PR #5423, opened 2023-05-03
Remove block creation task map entries when cancelling

siladu:
Fixes potential memory leak - probably only significant for clients running lots of validators

## Testing

- [x] beku-timestamp with validators


fab-10 (approved):
LGTM.
No related to this PR, but would you consider renaming `blockCreationTask` to `blockCreationTasks`?

siladu:
> LGTM. No related to this PR, but would you consider renaming `blockCreationTask` to `blockCreationTasks`?

I think only one task exists at any one time now, so we could potentially make it a singleton map or another data structure even.

consensus/merge/src/main/java/org/hyperledger/besu/consensus/merge/blockcreation/MergeCoordinator.java
```diff
@@ -308,21 +308,26 @@ private void cancelAnyExistingBlockCreationTasks(final PayloadIdentifier payload
...
         (pid, blockCreationTask) -> {
           blockCreationTask.cancel();
-          return blockCreationTask;
+          return null;
         });
   }
 
+  @Override
+  public void finalizeProposalById(final PayloadIdentifier payloadId) {
+    LOG.debug("Finalizing block proposal for payload id {}", payloadId);
```
jframe, line 327: Is this going to spam the logs? Most of the time I think we would cancel the block creation as we are constantly trying to rebuild a better one.

siladu: I haven't changed anything with this, just refactored a bit. This is logged every time engine_getPayload is called, it's the happy path.

jframe (approved):
LGTM

siladu:
> > LGTM. No related to this PR, but would you consider renaming `blockCreationTask` to `blockCreationTasks`?
> 
> I think only one task exists at any one time now, so we could potentially make it a singleton map or another data structure even.

@fab-10 I went your rename suggestion since this is a larger refactor, and the plural is more accurate according to current implementation https://github.com/hyperledger/besu/pull/5423/commits/427c37511374b8b145e931cb2a15d83c15bbb6d9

_ _ _ _ _

PROBLEM DETAILS:
Look above for the line containing "siladu: I haven't". Return it and each line after it exactly, through the last line, and nothing more.

WORKED SOLUTION:
siladu: I haven't changed anything with this, just refactored a bit. This is logged every time engine_getPayload is called, it's the happy path.

jframe (approved):
LGTM

siladu:
> > LGTM. No related to this PR, but would you consider renaming `blockCreationTask` to `blockCreationTasks`?
> 
> I think only one task exists at any one time now, so we could potentially make it a singleton map or another data structure even.

@fab-10 I went your rename suggestion since this is a larger refactor, and the plural is more accurate according to current implementation https://github.com/hyperledger/besu/pull/5423/commits/427c37511374b8b145e931cb2a15d83c15bbb6d9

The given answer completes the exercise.